Only one run loop may be active per queue — a second run against the same queue is refused while the first is alive (a stale daemon.pid is cleared).

Via bytelyst-cli.sh

Wired into the repo's unified CLI (no GitHub token required for this subcommand):

./bytelyst-cli.sh agent-queue run --max 2     # full passthrough
./bytelyst-cli.sh aq status                   # short alias

Folder layout

queue/
  inbox/    # drop / queued .md files (oldest eligible picked first)
  building/ # currently executing (agent running)
  review/   # agent exited 0 — awaiting the auto-QA verify gate (or manual promote)
  testing/  # verify passed (QA) — awaiting manual `ship`
  shipped/  # manually shipped — the terminal success stage
  failed/   # non-zero exit, bad cwd, timeout, verify failure, or manual reject
  logs/     # <job>.log — full agent + verify output
  locks/    # per-key flock files (Linux hardening; unused on macOS)
  .state/   # <job>.meta heartbeats + daemon.pid (runtime only)
  .archive/ # <ts>/ — logs+meta moved here by `clean`

result= values written to <job>.meta: review, testing, shipped, failed, timeout, verify_failed, rejected, requeued.

Config (env overrides)

Var Default Meaning
AGENT_QUEUE_ROOT ./queue where the kanban folders live
AGENT_QUEUE_MAX 2 max concurrent agents
AGENT_QUEUE_ENGINE devin default engine when none in frontmatter
AGENT_QUEUE_POLL 3 inbox poll interval (seconds)
AGENT_QUEUE_VERIFY (empty) default auto-QA verify command; per-job verify: overrides it
AGENT_QUEUE_STALL_MIN 10 minutes of unchanged log before a worker is ⚠ stalled
DEVIN_BIN / CLAUDE_BIN / CODEX_BIN autodetected override CLI binary paths
FLOCK_BIN / TIMEOUT_BIN autodetected flock (lock hardening) and timeout/gtimeout (hard timeouts); absent on stock macOS — see notes

⚠️ Safety

Running agents with yolo: true means no approval prompts — they will edit files, run shell commands, and commit unattended.

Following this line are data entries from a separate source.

Issue #507, opened 2024-06-11
Cannot connect to Smart Switch


measwel:
Good day,

The device shows up in the scan. The local key has been fetched with the wizard.

enlarger   Product ID = keyjup78v54myhan  [Valid Broadcast]:
    Address = 192.168.51.246   Device ID = bfadddf28e43521d4c7man (len:22)  Local Key = xxxxxxxxx  Version = 3.3  Type = default, MAC = 10:5a:17:dc:fd:32
    Status: {'1': True, '9': 0, '18': 0, '19': 0, '20': 2346, '21': 1, '22': 610, '23': 30696, '24': 17327, '25': 2410, '26': 0, '38': 'memory', '39': False, '40': 'relay', '41': False, '42': '', '43': '', '44': ''}

I read through all the issues concerning 901 connection errors, but not found a solution.

DEBUG:ERROR Network Error: Unable to Connect - 901 - payload: null
DEBUG:status() received data={'Error': 'Network Error: Unable to Connect', 'Err': '901', 'Payload': None}

I have 2 clues. 

1 : the core.py throws an error:

  File "...\AppData\Local\Programs\Python\Python312\Lib\site-packages\tinytuya\core.py", line 1009, in _get_socket
    if self.version >= 3.4:
       ^^^^^^^^^^^^^^^^^^^
TypeError: '>=' not supported between instances of 'str' and 'float'

2 : maybe other active connections are blocking access to the device?

I have a smart life app on my phone which shows the device. Disconnecting the device in the app does not work. When I disconnect without wiping data, the switch still loses its wifi settings. I have to repair it in the app to get it to show on the wifi network again. 

Just closing the smart life app on the phone also does not help. Could it be, because other home members also have that app on their phone and are possibly making a connection? If so, how should I solve that? Should I remove the device from all the smart life apps?

Thank you.

So I do not know how to make sure no other active connections are present.

uzlonewolf:
Hi @measwel,

Can you post your initialization code?  It looks like version is being set as a string (`"3.3"`) instead of a float (`3.3`) like it should.

You do not need to disconnect the device in the SmartLife app, simply closing the app is fine.  As for multiple connections, this is going to depend on what the device supports; some devices can handle 2-4 simultaneous connections while others only allow 1.

measwel:
I read device from device.json based on stored uuids of devices I am interested in.


def get_device_handle(device, type):
    device_id = device["id"]
    device_ip = device["ip"]
[...]

PR #511, opened 2024-06-23
Fix scanner force-scanning

uzlonewolf:
The move to argparse in the last release broke the force-scan IP list.


tinytuya/scanner.py
```diff
@@ -164,6 +164,7 @@ def __init__( self, ip, deviceinfo, options, debug ):
         self.timeo = 0
         self.resets = 0
         self.step = FSCAN_NOT_STARTED
+        self.try_v35 = False
```
jasonacox, line 167: Hey @uzlonewolf is this really only v35 or v34_and_v35? I'm trying to follow the logic/flow it seems like both, but I'm probably missing something.

tinytuya/scanner.py
```diff
@@ -334,7 +342,7 @@ def timeout( self, forced=False ):
                 print('ForceScannedDevice: Debug sock', self.ip, 'connect timed out!')
         elif self.step == FSCAN_INITIAL_CONNECT:
             if self.debug:
-                print('ForceScannedDevice: Debug sock', self.ip, 'socket send failed,', 'no data received' if forced else 'receive timed out')
+                print('ForceScannedDevice: Debug sock', self.ip, 'socket send failed,', 'no data received,' if forced else 'receive timed out,', 'current retry:', self.retries)
```
jasonacox, line 345: Good addition.

jasonacox:
Not sure if we want to address this because it is correct, but I suspect some (ok, even me) will specify a host address with netmask:

```
$ python3 -m tinytuya scan -f 10.0.1.1/24                                                                        pr/511

TinyTuya (Tuya device scanner) [1.14.1]

[Loaded devices.json - 43 devices]

Scanning on UDP ports 6666 and 6667 and 7000 for devices for 18 seconds...

    Option: Network force scanning requested.


    Running Scan...
ERROR: Unable to get network for '10.0.1.1/24', ignoring.
  File "/Users/jason/Code/tinytuya/tinytuya/scanner.py", line 931, in _generate_ip
    network = ipaddress.ip_network(netblock)
  File "/Users/jason/miniforge3/lib/python3.10/ipaddress.py", line 74, in ip_network
    return IPv4Network(address, strict)
  File "/Users/jason/miniforge3/lib/python3.10/ipaddress.py", line 1507, in __init__
    raise ValueError('%s has host bits set' % self)
ValueError: 10.0.1.1/24 has host bits set
```

tinytuya/scanner.py
uzlonewolf: It's only looked at when the device version is set to 3.4, so I guess `try_v35_with_v34` would be a more accurate name.

MarkCupitt:
@jasonacox @uzlonewolf 

Hi Guys, I grabbed server.py and scanner.py (I think it was only the two files) from @uzlonewolf's commits and ran them here, they did not seem to fix my issue, ie, did not see any v 3.5 devices, have attached log and devices file files for you, hope it helps

What I did notice last night I that 2 of the three devices that were not being seen by tinytuya eventually showed up on the webui, this morning, which was interesting. 

tinytuya scan -d >debug.log 2>&1
tinytuya scan -f 192.168.2.0/24 >force.log 2>&1

[debug.log](https://github.com/user-attachments/files/15949674/debug.log)
[devices.json](https://github.com/user-attachments/files/15949679/devices.json)
[force.log](https://github.com/user-attachments/files/15949671/force.log)

tinytuya/scanner.py
jasonacox: Got it! Yes, that makes sense. Thanks @uzlonewolf !

tinytuya/core.py
```diff
@@ -1654,6 +1654,7 @@ def add_dps_to_request(self, dp_indicies):
             self.dps_to_request.update({str(index): None for index in dp_indicies})
 
     def set_version(self, version): # pylint: disable=W0621
+        version = float(version)
```
jasonacox, line 1657: Good call! Yes, this surfaces as an issue every 3-6mo or so.

uzlonewolf:
@MarkCupitt that force.log is still using the old scanner.py, not this modified one, as shown by:

```
  File "/home/mark/.local/lib/python3.11/site-packages/tinytuya/scanner.py", line 902, in _generate_ip
    network = ipaddress.ip_network(netblock)
              ^^^^^^^^^^^^^^^^^^^^^^^^^^^^^^
  File "/usr/lib/python3.11/ipaddress.py", line 83, in ip_network
    raise ValueError(f'{address!r} does not appear to be an IPv4 or IPv6 network')
ValueError: ['192.168.2.0/24'] does not appear to be an IPv4 or IPv6 network
```
Replace `/home/mark/.local/lib/python3.11/site-packages/tinytuya/scanner.py` and try it again.

tinytuya/core.py
uzlonewolf: Yeah, I thought I'd sneak that one in there :)  I'm not marking it as 'closes #507' as I think there's more we can do to type-safe everything.

jasonacox:
@MarkCupitt if you want to pull the full repo down you could do this to test the PR:

```bash
# Clone
git clone https://github.com/jasonacox/tinytuya.git
cd tinytuya

# Grab PR
git pull origin pull/511/head

# Test
python3 -m tinytuya scan -f
```

jasonacox:
Try to stop the SmartLife app and see if the devices start broadcasting.

MarkCupitt:
@jasonacox @uzlonewolf Yep, I actually had disabled wifi for my phone with Smartlife on it, restarted all the device.

The pull request does address the 3.5 issue which was the root cause of my issue, and I accept that the devices are "different" and do something different with Broadcast packets.

Ill adjust my use case to work with this approach as I will know the IP addresses and can access them directly. Im comfortable with that, so I would say the pR is Ok

Thanks for the prompt fixes and responses, they are very much appreciated

MarkCupitt:
I'm going to call this issue successfully closed ..  as any remaining issues appear to be device-related. Thanks again ..

jasonacox:
I sure hope this isn't the start of a new device series/trend that don't broadcast discovery packets. 

Thanks for your help with this, @MarkCupitt !

uzlonewolf:
@jasonacox Do you want to add a "Start Force-scan" button to the server?

jasonacox:
> @jasonacox Do you want to add a "Start Force-scan" button to the server?

Oh, that's a great idea. Hum. Let me poke at that tonight. Might be worth including in this PR.

uzlonewolf:
I also fixed the "ValueError: 10.0.1.1/24 has host bits set" thing but it looks like I forgot to push it.  1 sec

tinytuya/scanner.py
```diff
@@ -928,7 +928,7 @@ def _generate_ip(networks, verbose, term):
         if tinytuya.IS_PY2 and type(netblock) == str:
             netblock = netblock.decode('latin1')
         try:
-            network = ipaddress.ip_network(netblock)
+            network = ipaddress.ip_network(netblock, strict=False)
```
jasonacox, line 931: So easy. ;-) thanks! 🙏

MarkCupitt:
@jasonacox as a suggestion, If you had a force scan update `snapshot.json`, perhaps add a key to the json like this:

```
poll_method: "broadcast"
or
poll_method: "poll"
```

with broadcast being the `default`, any other code that uses snapshot.json would know that the device was there, and that it needed to poll the device and not wait for a broadcast.

Secondly, adding a timestamp to the time it was last successfully accessed would allow for an last accessed age, thus allowing logic for retries on individual devices, should it pass a threshold, or then showing them as going off line

Lastly, if you were to add a new file, say "local_ips.json` something like this

```
[{
    "deviceid": "eb6cfead8a7ce1de12wvaf",
    "ip": "192.168.2.x"
  }]
```

You could build in a poll (on a timer)  like monitor.py into the scan only for non broadcast devices and be able to handle most edge cases I would think

Updating the UI to indicate if its a broadcast or poll and the age ( eg: formatted datatime -> 12 seconds ago) would also be very useful

Lastly, a wishlist request, UPdate the Offline devices from Devices.json so it was the same as the Online Table display 

This covers pretty much all the UI and oddball devices I can see form where I sit, and may make tinytuya more flexible 

I'm quite happy to contribute, but Python is not my first language, and its 15 years old, but feel free to ask

If you do agree to the above, I would be happy to write a separate mqtt server that uses the above (basically reads snapshot.json, from server.py) to publish values to mqtt on a regular basis, my feeling is that this is best left out of server.py, as its use case is very different, although I see there has been some thought on mqtt already, happy to contribute to that .. if you deem that a better approach

The end result would be a pretty cool setup where a process server.py was running in the background keeping snapshot.json up to date, then a second process that read snapshot.json, ( looked for file changes and reload would be nice) and polled the devices (threaded or asyncio) for status and emitted MQTT publish events

tinytuya/scanner.py
```diff
@@ -944,7 +944,9 @@ def _generate_ip(networks, verbose, term):
         for addr in ipaddress.IPv4Network(network):
             yield str(addr)
 
-def _print_device_info( result, note, term, extra_message=None ):
+def _print_device_info( result, note, term, extra_message=None, verbose=True ):
+    if not verbose:
+        return
```
jasonacox, line 949: I noticed while testing that `verbose=False` was not honored.

```python
scanner.devices(verbose=False, color=False, poll=False, forcescan="10.0.0.0/24",discover=False)
```

Printed all the devices.  I updated scanner to ignore prints if verbose=False.

jasonacox:
I added a "Force Scan" to the server which causes it to launch a `scanner.devices(forcescan=True, ...)` call.  I have the 3.5 Smartbulb on my network and force scan finds it, but not via discover (as we already found out). I will add the 3.5 broadcast packet (7000) to the server once we have it in the scanner.

tinytuya/scanner.py
```diff
@@ -1175,6 +1284,11 @@ def tuyaLookup(deviceid):
     if not scantime:
         scantime = 0 if ip_scan_running else tinytuya.SCANTIME
 
+    client_bcast_addrs = get_ip_to_broadcast()
+    for bcast in client_bcast_addrs:
+        addr = client_bcast_addrs[bcast]
+        client_ip_broadcast_list[addr] = { 'broadcast': bcast }
+
```
jasonacox, line 1291: Would it be simpler to remove this logic and have `send_discovery_request()` build the broadcast list itself (assume we always want it to broadcast to all interfaces)? Or do you think we will want to alter / prune the list it would use?

Either is fine... just selfishly wondering if I could just call `scanner.send_discovery_request()` without worrying about sending it any arguments. 😋

uzlonewolf: Yep, 2 reasons: so we only need to build the interface list/encrypt the payload/open the socket once, and so we can expand the list later if needed (i.e. we're using the single getmyIP() address and want to add any address we receive a broadcast on).

It shouldn't be hard to make the `send_discovery_request()` argument optional.

uzlonewolf:
Ok, I think that's everything on my list for now.

tinytuya/Cloud.py
```diff
@@ -396,8 +396,11 @@ def _get_all_devices( self, uid=None, device_ids=None ):
     def getdevices(self, verbose=False, oldlist=[], include_map=False):
         """
         Return dictionary of all devices.
-        If verbose is true, return full Tuya device
-        details.
+
+        Args: 
+            verbose - Returns raw JSON data from Tuya Cloud
+            oldlist - List of devices from previous run
+            include_map - Include the DPS mapping in the device list
```
jasonacox, line 403: I discovered I needed this better description of the args while adding the cloud sync button to the proxy. :-)

jasonacox:
LGTM - I'm going to do a few final tests and then merge and release v1.14.1.

jasonacox:
@uzlonewolf We may have a problem. I just tested on a system without netifaces or psutil and I'm getting an error for the basic scan.  After installing psutil, it works without any issue. We should add psutil to the setup requirements. I'll tests on a few other OS variants to make sure that works.

```
$ python3 -m tinytuya scan

TinyTuya (Tuya device scanner) [1.14.1]

[Loaded devices.json - 43 devices]

Scanning on UDP ports 6666 and 6667 and 7000 for devices for 18 seconds...

  File "/usr/lib/python3.10/runpy.py", line 196, in _run_module_as_main
    return _run_code(code, main_globals, None,
  File "/usr/lib/python3.10/runpy.py", line 86, in _run_code
    exec(code, run_globals)
  File "/home/jason/.local/lib/python3.10/site-packages/tinytuya/__main__.py", line 124, in <module>
    scanner.scan( scantime=args.max_time, color=(not args.nocolor), forcescan=args.force, discover=(not args.no_broadcasts), assume_yes=args.yes )
  File "/home/jason/.local/lib/python3.10/site-packages/tinytuya/scanner.py", line 1027, in scan
    devices(verbose=True, scantime=scantime, color=color, poll=True, forcescan=forcescan, discover=discover, assume_yes=assume_yes)
  File "/home/jason/.local/lib/python3.10/site-packages/tinytuya/scanner.py", line 1636, in devices
    send_discovery_request( client_ip_broadcast_list )
  File "/home/jason/.local/lib/python3.10/site-packages/tinytuya/scanner.py", line 218, in send_discovery_request
    iface['socket'].bind( (address,0) )
socket.gaierror: [Errno -5] No address associated with hostname


$ python3 -m tinytuya scan -f

TinyTuya (Tuya device scanner) [1.14.1]

[Loaded devices.json - 43 devices]

Scanning on UDP ports 6666 and 6667 and 7000 for devices for 18 seconds...

    Option: Network force scanning requested.

    NOTE: neither module netifaces nor module psutil are available, multi-interface machines will be limited.
           (Requires: `pip install netifaces` or `pip install psutil`)


    Running Scan...
  File "/usr/lib/python3.10/runpy.py", line 196, in _run_module_as_main
    return _run_code(code, main_globals, None,
  File "/usr/lib/python3.10/runpy.py", line 86, in _run_code
    exec(code, run_globals)
  File "/home/jason/.local/lib/python3.10/site-packages/tinytuya/__main__.py", line 124, in <module>
    scanner.scan( scantime=args.max_time, color=(not args.nocolor), forcescan=args.force, discover=(not args.no_broadcasts), assume_yes=args.yes )
  File "/home/jason/.local/lib/python3.10/site-packages/tinytuya/scanner.py", line 1027, in scan
    devices(verbose=True, scantime=scantime, color=color, poll=True, forcescan=forcescan, discover=discover, assume_yes=assume_yes)
  File "/home/jason/.local/lib/python3.10/site-packages/tinytuya/scanner.py", line 1636, in devices
    send_discovery_request( client_ip_broadcast_list )
  File "/home/jason/.local/lib/python3.10/site-packages/tinytuya/scanner.py", line 218, in send_discovery_request
    iface['socket'].bind( (address,0) )
socket.gaierror: [Errno -5] No address associated with hostname
```

jasonacox:
Trying:

pip3 install tinytuya==1.15.0.dev0

jasonacox:
So it seems that pstuil doesn't work well on Windows. I switched to netifaces.

pip3 install tinytuya==1.15.0.dev1

Successful tests on MacOS, Linux, RPi and Windows.

jasonacox:
Library: https://pypi.org/project/tinytuya/1.15.0

Server (in a can): jasonacox/tinytuya:1.15.0p13 - Run via docker, where HOST is the IP address of the host running the server (required to prevent force scan from scanning the /8 docker IP space :) 

```bash
docker run \
    -d \
    -p 8888:8888 \
    -p 6666:6666/udp \
    -p 6667:6667/udp \
    -p 7000:7000/udp \
    --network host \
    -e DEBUGMODE='no' \
    -e HOST='192.168.0.100' \
    -v $PWD/devices.json:/app/devices.json \
    -v $PWD/tinytuya.json:/app/tinytuya.json \
    --name tinytuya \
    --restart unless-stopped \
    jasonacox/tinytuya
```

jasonacox:
Nice! I'm wondering if we should reverse the dependency of netifaces. I tend to favor that to keep it clean, but having it install by default does give more functionality. Thoughts?

uzlonewolf:
I keep waffling on the netifaces dependency.  On one hand it's practically a requirement for multi-interface machines, but on the other how many of our users are actually using multi-interface machines?  I could go either way on it.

Mitigate:

  • Prefer scope-locked prompt files (e.g. "edit only under dashboards/tracker-web/").
  • Tell prompts not to git push — review commits before they leave your machine.
  • Same-repo safety is automatic: jobs sharing a cwd (or lock: key) are serialized, so two agents never run in one repo at once — even at --max 2+.
  • Set a timeout: on long jobs so a wedged agent can't run forever.
  • Watch cost: each job is a full agent session.

Portability notes

  • macOS has no flock/timeout; locking relies on the single run-loop (enforced by the second-run refusal) and timeouts use a pure-bash watchdog. Install coreutils (gtimeout) for hard process-tree kills.
  • Linux (incl. Gitea CI) uses flock + timeout for cross-process hardening.

Roadmap / nice-to-haves

  • Per-repo lock to serialize same-repo jobs automatically (lock: / cwd).
  • Per-job timeout: with hard kill (or bash watchdog fallback).
  • Stall detection in status/dash.
  • requeue failed jobs + clean/archive old runs.
  • Build/ship lifecycle: review → testing → shipped with auto-QA verify: gate + manual ship.
  • --push opt-in policy + commit review gate.
  • Optional notifications (Slack/desktop) on done/failed/stall.
  • Persisted run-loop as a daemon/service with auto-restart.